Integration of PostgreSQL into Cloud Spanner is thorough; it’s not just a conversion overlay. At the database schema level, the PostgreSQL interface for Cloud Spanner supports native PostgresSQL data types and its Data Description Language (DDL), which is a syntax for creating users, tables, and indexes for databases. The result is that if you write a schema for the PostgreSQL interface for Cloud Spanner, it will port and run on any real PostgreSQL database, which means clients are not trapped in Google Cloud if they use this service in production and want to change. But customers should be careful. Spanner functions, such as table interleaving, have been added to the PostgreSQL layer because they are important features in Spanner. You can get stuck because of these. But Makeig says Google has tried to minimize those exceptions so customers don’t feel locked in. (They’ll decide how locked in they feel, and maybe afterwards it’ll be too late if they’re not careful.)
The PostgreSQL interface for Cloud Spanner compiles PostgresSQL queries up to Spanner’s native distributed query storage and processing primitives and not only supports the PostgreSQL wired protocol, which allows clients and a myriad of tools to third-party analysis to interact with the PostgreSQL database. This last element is the important thing for the business customers that Google is trying to attract to its cloud. Companies have applications built on PostgreSQL itself or on third-party data analysis and dashboard applications that rely on the PostgreSQL protocol, and supporting this layer, PostgreSQL databases and their applications and ancillary programs can all be moved to Google Cloud. This is mainly what it is about.
That said, Google also wants to attract new developers who code new apps on its eponymous cloud and the cloud variant of its Spanner database, and the best way to do that is to support the PostgreSQL interface. This way, these applications can start on the Cloud SQL for PostgreSQL service until they exceed its fairly limited scale (the limit is not the one that Google artificially imposes, it is an inherent database limit. open source like MySQL and PostgreSQL For big database jobs, it’s no coincidence that companies stick to Oracle, DB2, or SQL Server and drop it, quite heavily, on big NUMA servers. The horizontal scale for a true relational database that can do OLTP and OLAP at the same time is not trivial, which is why Google created Spanner to do a better job than its Megastore and Bigtable NoSQL databases first. place.

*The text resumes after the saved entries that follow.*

Issue #51, opened 2017-08-31
File import with 'Open with...'


kikettas:
Provide a way to handle files imported with 'Open with...' feature.

PR #56, opened 2017-09-05
File import with "Open with..."

kikettas:
From external apps there is always an option to export a resource to another different app, so this feature enables the Example app to be discoverable by other apps and adds ways to handle incoming files by GVL. 
For the Example app is only possible to handle files from ScreenAPIViewController, since it is a GiniVisionDelegate.

### How to test
Try export an image or pdf from other app to Example app.

### Merging
Automatic.

### Ticket 
Issue #51

### DIFF
--- a/Example/GiniVision/AppDelegate.swift
+++ b/Example/GiniVision/AppDelegate.swift
@@ -39,7 +39,8 @@ class AppDelegate: UIResponder, UIApplicationDelegate {
     }
     
     func application(_ application: UIApplication, open url: URL, sourceApplication: String?, annotation: Any) -> Bool {
-        // If the current root view controller is not the ScreenAPIViewController (a GiniVisionDelegate), it won't do anything.
+        // This is only a shortcut for demo purposes since if the current root view controller is not
+        // the ScreenAPIViewController (a GiniVisionDelegate), it won't do anything.
         guard let navVC = window?.rootViewController as? UINavigationController, let screenAPIVC = navVC.viewControllers.first as? ScreenAPIViewController else {
             return false
         }
@@ -68,3 +69,4 @@ class AppDelegate: UIResponder, UIApplicationDelegate {
     }
     
 }
+
--- a/Example/GiniVision/AppDelegate.swift
+++ b/Example/GiniVision/AppDelegate.swift
@@ -39,7 +39,7 @@ class AppDelegate: UIResponder, UIApplicationDelegate {
     }
     
     func application(_ application: UIApplication, open url: URL, sourceApplication: String?, annotation: Any) -> Bool {
-        // If the current root view controller is not the ScreenAPIViewController, it won't do anything.
+        // If the current root view controller is not the ScreenAPIViewController (a GiniVisionDelegate), it won't do anything.
         guard let navVC = window?.rootViewController as? UINavigationController, let screenAPIVC = navVC.viewControllers.first as? ScreenAPIViewController else {
             return false
         }
--- a/Example/GiniVision/AppDelegate.swift
+++ b/Example/GiniVision/AppDelegate.swift
@@ -45,18 +45,13 @@ class AppDelegate: UIResponder, UIApplicationDelegate {
             return false
         }
         
-        // 1. Create GiniConfiguration
-        let giniConfiguration = GiniConfiguration()
-        giniConfiguration.debugModeOn = true
-        giniConfiguration.navigationBarItemTintColor = UIColor.white
-        
-        // 2. Read data imported from url
+        // 1. Read data imported from url
         let data = try? Data(contentsOf: url)
         
-        // 3. Create the Gini Vision Library view controller, set a delegate object and pass in the configuration object
-        let vc = GiniVision.viewController(withDelegate: screenAPIVC, withConfiguration: giniConfiguration, importedFile: data)
+        // 2. Create the Gini Vision Library view controller, set a delegate object and pass in the configuration object
+        let vc = screenAPIVC.giniScreenAPI(withImportedFile: data)
         
-        // 4. Present the Gini Vision Library Screen API modally
+        // 3. Present the Gini Vision Library Screen API modally
         screenAPIVC.present(vc, animated: true, completion: nil)
         
         return true
--- a/Example/GiniVision/AppDelegate.swift
+++ b/Example/GiniVision/AppDelegate.swift
@@ -38,6 +38,28 @@ class AppDelegate: UIResponder, UIApplicationDelegate {
         return true
     }
     
+    func application(_ application: UIApplication, open url: URL, sourceApplication: String?, annotation: Any) -> Bool {
+        // If the current root view controller is not the ScreenAPIViewController not action done
+        guard let navVC = window?.rootViewController as? UINavigationController, let screenAPIVC = navVC.viewControllers.first as? ScreenAPIViewController else {
+            return false
+        }
+        
+        let giniConfiguration = GiniConfiguration()
+        giniConfiguration.debugModeOn = true
+        giniConfiguration.navigationBarItemTintColor = UIColor.white
+        
+        _ = url.startAccessingSecurityScopedResource()
+        let data = try? Data(contentsOf: url)
+        url.stopAccessingSecurityScopedResource()
+        // 2. Create the Gini Vision Library view controller, set a delegate object and pass in the configuration object
+        let vc = GiniVision.viewController(withDelegate: screenAPIVC, withConfiguration: giniConfiguration, importedFile: data)
+        
+        // 3. Present the Gini Vision Library Screen API modally
+        screenAPIVC.present(vc, animated: true, completion: nil)
+        
+        return true
+    }
+    
     func populateSettingsPage() {
         UserDefaults.standard.setValue(GiniVision.versionString, forKey: kSettingsGiniVisionVersionKey)
         UserDefaults.standard.setValue(Bundle.main.object(forInfoDictionaryKey: "CFBundleShortVersionString") as? String, forKey: kSettingsExampleAppVersionKey)
--- a/Example/GiniVision/AppDelegate.swift
+++ b/Example/GiniVision/AppDelegate.swift
@@ -39,22 +39,23 @@ class AppDelegate: UIResponder, UIApplicationDelegate {
     }
     
     func application(_ application: UIApplication, open url: URL, sourceApplication: String?, annotation: Any) -> Bool {
-        // If the current root view controller is not the ScreenAPIViewController not action done
+        // If the current root view controller is not the ScreenAPIViewController, it won't do anything.
         guard let navVC = window?.rootViewController as? UINavigationController, let screenAPIVC = navVC.viewControllers.first as? ScreenAPIViewController else {
             return false
         }
         
+        // 1. Create GiniConfiguration
         let giniConfiguration = GiniConfiguration()
         giniConfiguration.debugModeOn = true
         giniConfiguration.navigationBarItemTintColor = UIColor.white
         
-        _ = url.startAccessingSecurityScopedResource()
+        // 2. Read data imported from url
         let data = try? Data(contentsOf: url)
-        url.stopAccessingSecurityScopedResource()
-        // 2. Create the Gini Vision Library view controller, set a delegate object and pass in the configuration object
+        
+        // 3. Create the Gini Vision Library view controller, set a delegate object and pass in the configuration object
         let vc = GiniVision.viewController(withDelegate: screenAPIVC, withConfiguration: giniConfiguration, importedFile: data)
         
-        // 3. Present the Gini Vision Library Screen API modally
+        // 4. Present the Gini Vision Library Screen API modally
         screenAPIVC.present(vc, animated: true, completion: nil)
         
         return true
--- a/Example/GiniVision/AppDelegate.swift
+++ b/Example/GiniVision/AppDelegate.swift
@@ -48,11 +48,22 @@ class AppDelegate: UIResponder, UIApplicationDelegate {
         // 1. Read data imported from url
         let data = try? Data(contentsOf: url)
         
-        // 2. Create the Gini Vision Library view controller, set a delegate object and pass in the configuration object
-        let vc = screenAPIVC.giniScreenAPI(withImportedFile: data)
+        // 2. Create alert which allows user to open imported file either with ScreenAPI or ComponentAPI
+
+        let alertViewController = UIAlertController(title: "Importierte Datei", message: "Möchten Sie die importierte Datei mit dem ScreenAPI oder ComponentAPI verwenden?", preferredStyle: .alert)
         
-        // 3. Present the Gini Vision Library Screen API modally
-        screenAPIVC.present(vc, animated: true, completion: nil)
+        alertViewController.addAction(UIAlertAction(title: "Screen API", style: .default) { _ in
+            screenAPIVC.present(screenAPIVC.giniScreenAPI(withImportedFile: data), animated: true, completion: nil)
+        })
+        
+        alertViewController.addAction(UIAlertAction(title: "Component API", style: .default) { _ in
+            if let componentAPI = screenAPIVC.giniComponentAPI(withImportedFile: data) {
+                screenAPIVC.present(componentAPI, animated: true, completion: nil)
+            }
+        })
+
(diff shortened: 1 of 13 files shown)


GiniVision/Classes/GiniVision.swift
```diff
@@ -87,12 +87,20 @@ import UIKit
...
      - parameter delegate: An instance conforming to the `GiniVisionDelegate` protocol.
+     - parameter importedFile:  A document which comes from other source different than CameraViewController (optional)
      
      - returns: A presentable navigation view controller.
      */
-    public class func viewController(withDelegate delegate: GiniVisionDelegate) -> UIViewController {
-        let cameraContainerViewController = CameraContainerViewController()
-        let navigationController = GiniNavigationViewController(rootViewController: cameraContainerViewController)
+    public class func viewController(withDelegate delegate: GiniVisionDelegate, importedFile:Data? = nil) -> UIViewController {
+        let viewController:UIViewController = {
```
a-szotyori: I like this approach as a programmer. As a maintainer or contributor I would avoid it. The parantheses are easy to miss and you have to go back and check again after you see them and understand that this is a block call for conditional instantiation. Also imho a block is a bit of an overkill for this case. I don't like being a party 💩-er, but in this case I would vote for a simple approach:
```
let viewController:UIViewController;
if let importedFile = importedFile {
    viewController = ReviewContainerViewController(imageData: importedFile)
} else {
    viewController = CameraContainerViewController()
}
```

GiniVision/Classes/ReviewContainerViewController.swift
```diff
@@ -20,7 +20,9 @@ internal class ReviewContainerViewController: UIViewController, ContainerViewCon
...
     
-    fileprivate let backButtonResources = PreferredButtonResource(image: "navigationReviewBack", title: "ginivision.navigationbar.review.back", comment: "Button title in the navigation bar for the back button on the review screen", configEntry: GiniConfiguration.sharedConfiguration.navigationBarReviewTitleBackButton)
+    fileprivate lazy var backButtonResources = PreferredButtonResource(image: "navigationReviewBack", title: "ginivision.navigationbar.review.back", comment: "Button title in the navigation bar for the back button on the review screen", configEntry: GiniConfiguration.sharedConfiguration.navigationBarReviewTitleBackButton)
+    
+    fileprivate lazy var closeButtonResources = PreferredButtonResource(image: "navigationCameraClose", title: "ginivision.navigationbar.camera.close", comment: "Button title in the navigation bar for the close button on the camera screen", configEntry: GiniConfiguration.sharedConfiguration.navigationBarCameraTitleCloseButton)
```
a-szotyori: The strings for `title:` and `comment:` should be updated as we are in the Review Screen here. We should add a new config entry for this button's title: `navigationBarReviewTitleCloseButton`

GiniVision/Classes/ReviewContainerViewController.swift
```diff
@@ -78,10 +77,35 @@ internal class ReviewContainerViewController: UIViewController, ContainerViewCon
         displayContent(contentController)
     }
     
+    override func viewWillAppear(_ animated: Bool) {
+        super.viewWillAppear(animated)
+        
+        // Configure back button. Needs to be done here because otherwise the navigation controller would be nil
+        guard let _ = navigationItem.leftBarButtonItem else {
```
a-szotyori: I'm not sure about using `guard` here. As far as I can tell we are not enforcing any preconditions here, there are no statements after the `guard`. We check the existence of the bar button item and if it's missing we add it.

I propose doing it the "old school" way, which conveys the intent on first sight:

```
if navigationItem.leftBarButtonItem == nil {
    setupLeftNavigationItem(usingResources: backButtonPreferredResource(), selector:#selector(back))
}
```

GiniVision/Classes/ReviewContainerViewController.swift
```diff
@@ -78,10 +77,35 @@ internal class ReviewContainerViewController: UIViewController, ContainerViewCon
...
+            return
+        }
+    }
+    
     @IBAction func back() {
         let delegate = (navigationController as? GiniNavigationViewController)?.giniDelegate
         delegate?.didCancelReview?()
-        _ = navigationController?.popViewController(animated: true)
+        if let navVC = navigationController {
+            if navVC.viewControllers.count > 1 {
```
a-szotyori: This check for > 1 view controllers in the stack is used in two places and should be extracted into a method to DRY it up and also make the code more readable.

Example/GiniVision/Info.plist
```diff
@@ -6,6 +6,36 @@
...
 	<string>GiniVision</string>
+    <key>CFBundleDocumentTypes</key>
+    <array>
+        <dict>
+            <key>CFBundleTypeIconFiles</key>
+            <array/>
+            <key>CFBundleTypeName</key>
+            <string>PDF</string>
+            <key>CFBundleTypeRole</key>
+            <string>Editor</string>
```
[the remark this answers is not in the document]
kikettas: Yes, I was thinking about not adding it but I found some answers on SO that said that it was needed. But yes, it should be `Viewer`.

GiniVision/Classes/GiniVision.swift
kikettas: There is no discussion. I don't know way I chose the difficult approach, it is much simpler what you suggest.
No `;` needed btw ☕ 😉

GiniVision/Classes/ReviewContainerViewController.swift
kikettas: I thought about it but I wasn't sure that it was worth for only one line. But since one of the methods has an `else`,  I cannot extract it into a `isFirstViewControllerInTheStack` method/computedProperty.

So, do you think that It is worth to move `navVC.viewControllers.count > 1` to a method?

GiniVision/Classes/ReviewContainerViewController.swift
kikettas: Yes you are right. Too much Swift in my head... 😅

GiniVision/Classes/ReviewContainerViewController.swift
a-szotyori: What about this? I added some guards to make it more obvious that a navigation controller is required.
```
override func viewWillAppear(_ animated: Bool) {
        super.viewWillAppear(animated)
        
        setupLeftBarButton()
    }
    
    fileprivate func setupLeftBarButton() {
        guard let navController = navigationController else {
            return
        }
        
        // Configure back button. Needs to be done here because otherwise the navigation controller would be nil
        if navigationItem.leftBarButtonItem == nil {
            setupLeftNavigationItem(usingResources: backButtonPreferredResource(forNavController: navController), selector:#selector(back))
        }
    }
    
    @IBAction func back() {
        let delegate = (navigationController as? GiniNavigationViewController)?.giniDelegate
        delegate?.didCancelReview?()
        
        handleBackPressed()
    }
    
    fileprivate func handleBackPressed() {
        guard let navController = navigationController else {
            return
        }
    
        if firstViewController(inNavController: navController) {
            navController.dismiss(animated: true, completion: nil)
        } else {
            _ = navController.popViewController(animated: true)
        }
    }
    
    fileprivate func backButtonPreferredResource(forNavController navController:UINavigationController) -> PreferredButtonResource {
        if firstViewController(inNavController: navController) {
            return closeButtonResources
        }
        return backButtonResources
    }
    
    fileprivate func firstViewController(inNavController navController:UINavigationController ) -> Bool {
        if navController.viewControllers.count == 1 {
            return true
        }
        return false
    }
```

Example/GiniVision/AppDelegate.swift
```diff
@@ -38,6 +38,29 @@ class AppDelegate: UIResponder, UIApplicationDelegate {
         return true
     }
     
+    func application(_ application: UIApplication, open url: URL, sourceApplication: String?, annotation: Any) -> Bool {
+        // If the current root view controller is not the ScreenAPIViewController, it won't do anything.
```
nsobadjiev: Why does it have to be the `ScreenAPIViewController `?

Example/GiniVision/AppDelegate.swift
```diff
@@ -38,6 +38,29 @@ class AppDelegate: UIResponder, UIApplicationDelegate {
...
+        guard let navVC = window?.rootViewController as? UINavigationController, let screenAPIVC = navVC.viewControllers.first as? ScreenAPIViewController else {
+            return false
+        }
+        
+        // 1. Create GiniConfiguration
+        let giniConfiguration = GiniConfiguration()
+        giniConfiguration.debugModeOn = true
+        giniConfiguration.navigationBarItemTintColor = UIColor.white
```
nsobadjiev: I don't really like this. The Gini Configuration is typically created elsewhere so this code is duplicated.

And setting the `navigationBarItemTintColor` is kind of strange. Why would the Open With feature care about the tint color. Set it somewhere where it would apply for all cases.

GiniVision/Classes/GiniVision.swift
```diff
@@ -87,12 +87,19 @@ import UIKit
      - note: Screen API only.
      
      - parameter delegate: An instance conforming to the `GiniVisionDelegate` protocol.
+     - parameter importedFile:  A document which comes from other source different than CameraViewController (optional)
```
nsobadjiev: A document which comes from ***a** source different than...

GiniVision/Classes/GiniVision.swift
```diff
@@ -104,12 +111,13 @@ import UIKit
      
      - parameter delegate:      An instance conforming to the `GiniVisionDelegate` protocol.
      - parameter configuration: The configuration to set.
+     - parameter importedFile:  A document which comes from other source different than CameraViewController (optional)
```
nsobadjiev: see above.

GiniVision/Classes/ReviewContainerViewController.swift
```diff
@@ -78,10 +77,54 @@ internal class ReviewContainerViewController: UIViewController, ContainerViewCon
         displayContent(contentController)
     }
     
+    override func viewWillAppear(_ animated: Bool) {
+        super.viewWillAppear(animated)
+        
+        setupLeftBarButton()
```
nsobadjiev: If you put this in `viewDidLoad`, I guess you would be able to skip the `navigationItem.leftBarButtonItem == nil` in the method.

Is there a reason you put it in `viewWillAppear`?

GiniVision/Classes/ReviewContainerViewController.swift
```diff
@@ -78,10 +77,54 @@ internal class ReviewContainerViewController: UIViewController, ContainerViewCon
...
+    }
+    
+    fileprivate func backButtonPreferredResource(forNavController navController:UINavigationController) -> PreferredButtonResource {
+        if self.firstViewController(inNavController: navController) {
+            return closeButtonResources
+        }
+        return backButtonResources
+    }
+    
+    fileprivate func firstViewController(inNavController navController:UINavigationController ) -> Bool {
```
nsobadjiev: A name like `firstViewController ` makes me think it'd return a view controller. Isn't `isFirstViewController` better and more swifty?

GiniVision/Classes/ReviewContainerViewController.swift
```diff
@@ -78,10 +77,54 @@ internal class ReviewContainerViewController: UIViewController, ContainerViewCon
...
+        if navController.viewControllers.count == 1 {
```
nsobadjiev: Wouldn't comparing with `navController.rootViewController` be better?

Example/GiniVision/AppDelegate.swift
kikettas: Because it is the GiniVisionDelegate, maybe It should be explained.

Example/GiniVision/AppDelegate.swift
kikettas: I just copied the code from the ScreenAPIViewController in order to have the same results. It is not even necessary to add any special attribute to GiniConfiguration, but It was just for having the same results.

GiniVision/Classes/ReviewContainerViewController.swift
kikettas: Yes, `navigationController` is still `nil` in `viewDidLoad`.

GiniVision/Classes/ReviewContainerViewController.swift
kikettas: `UINavigationController` doesn't have a `rootViewController` property. The idea is to check if there is only one viewController in order to change the back icon and handle back action.

Example/GiniVision/AppDelegate.swift
```diff
@@ -39,7 +39,7 @@ class AppDelegate: UIResponder, UIApplicationDelegate {
     }
     
     func application(_ application: UIApplication, open url: URL, sourceApplication: String?, annotation: Any) -> Bool {
-        // If the current root view controller is not the ScreenAPIViewController, it won't do anything.
+        // If the current root view controller is not the ScreenAPIViewController (a GiniVisionDelegate), it won't do anything.
```
nsobadjiev: That doesn't make it more understandable at all. 
If you want, just say that this is a shortcut for demo purposes.

Example/GiniVision/AppDelegate.swift
nsobadjiev: `I just copied the code` Exactly the problem. I rest my case.

kikettas: I don't understand. What is the problem here? Should I avoid duplicated code in this case?

nsobadjiev: Yeah, find a way to not have this here. Apply the configuration once in a place where it would apply for all cases (Open With or normal app start).

a-szotyori: You could move this into the ScreenAPIViewController to a public method similar to `easyLaunchGiniVision` named maybe `easyLaunchGiniVision(withImportedFile:)` or something. It's better to have Screen API stuff in one class.

Also for the Component API you could add a similar method to `ComponentAPIAnalysisViewController` and allow clients to opt for trying out the Component API here. A simple enum property with a switch would look nice I think, just an idea: 
```
switch giniVisionAPI {
case .Screen:
    print("Screen")
case .Component:
    print("Component")
}
```

kikettas: I came up with the idea of showing an alert which allows to choose between ScreenAPI and ComponentAPI when a file is imported. I don't know if the title and message of the alert are correct (I translated it to german using GT).

Example/GiniVision/ComponentAPIReviewViewController.swift
```diff
@@ -63,6 +63,10 @@ class ComponentAPIReviewViewController: UIViewController {
         // Cancel analysis process to avoid unnecessary network calls.
         if parent == nil {
             AnalysisManager.sharedManager.cancelAnalysis()
+        } else {
+            if let nav = parent as? UINavigationController, let cameraContainer = nav.viewControllers[nav.viewControllers.count - 2] as? ComponentAPICameraViewController {
```
nsobadjiev: That statement makes me really nervous. Especially the `nav.viewControllers[nav.viewControllers.count - 2]`.
Since this is in the sample app, which uses a storyboard, can't you use a rewind segue to pop to a specific view controller? I can help you with it, if you want.

kikettas: I tried to use the `unwind` segue so I could be more consistent with the segues, but I had to use a custom button for the UINavigationController (without back arrow) and add an IBAction in the viewController (when there was already a `didMoveTo...` method). 
What do you think?

nsobadjiev: Even with a custom button you should be able to use unwind. Also, you can add the unwind segue as an outlet and perform it programmatically.

kikettas: Yes, I meant that maybe It could be overkill when we already have the `didMoveTo...` method, and we would also lose the _back arrow_ on back button.

kikettas:
Although this pull request hasn't been approved by al reviewers, It will be merge and the requested changes on Example will be tackle on subsequent PR.

Closes #51

kikettas:
Although this pull request hasn't been approved by al reviewers, It will be merge and the requested changes on Example will be tackle on subsequent PR.

Closes #51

Google is previewing the PostgreSQL interface now and says it has very little overhead compared to Cloud Spanner and offers the same 99.999% uptime guarantee along with the same consistency and data security.
We still think Google should go all the way and open source Spanner, like it did Kubernetes, but it will be a very cold day before that happens. Spanner is the very glue of data that holds Google together, and is far more important today than the MapReduce data analysis method and the Google filesystem that underpins it was unveiled in 2004, inspiring Hadoop to see the day.